> TASK DIRECTIONS:
Retype the entire listing, keeping every word as it is.

> WORKING DATA:
—————

PR #9803, opened 2026-03-31
refactor(emitter): replace bus-polling with merge-queue

nmgarza5:
## Description

Replaces the per-model event bus and polling loop in `Emitter` with a single shared `queue.Queue`, eliminating the 50ms polling sleep and giving clean backpressure.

—————

> FINISHED EXERCISE:
PR #9803, opened 2026-03-31
refactor(emitter): replace bus-polling with merge-queue

nmgarza5:
## Description

Replaces the per-model event bus and polling loop in `Emitter` with a single shared `queue.Queue`, eliminating the 50ms polling sleep and giving clean backpressure.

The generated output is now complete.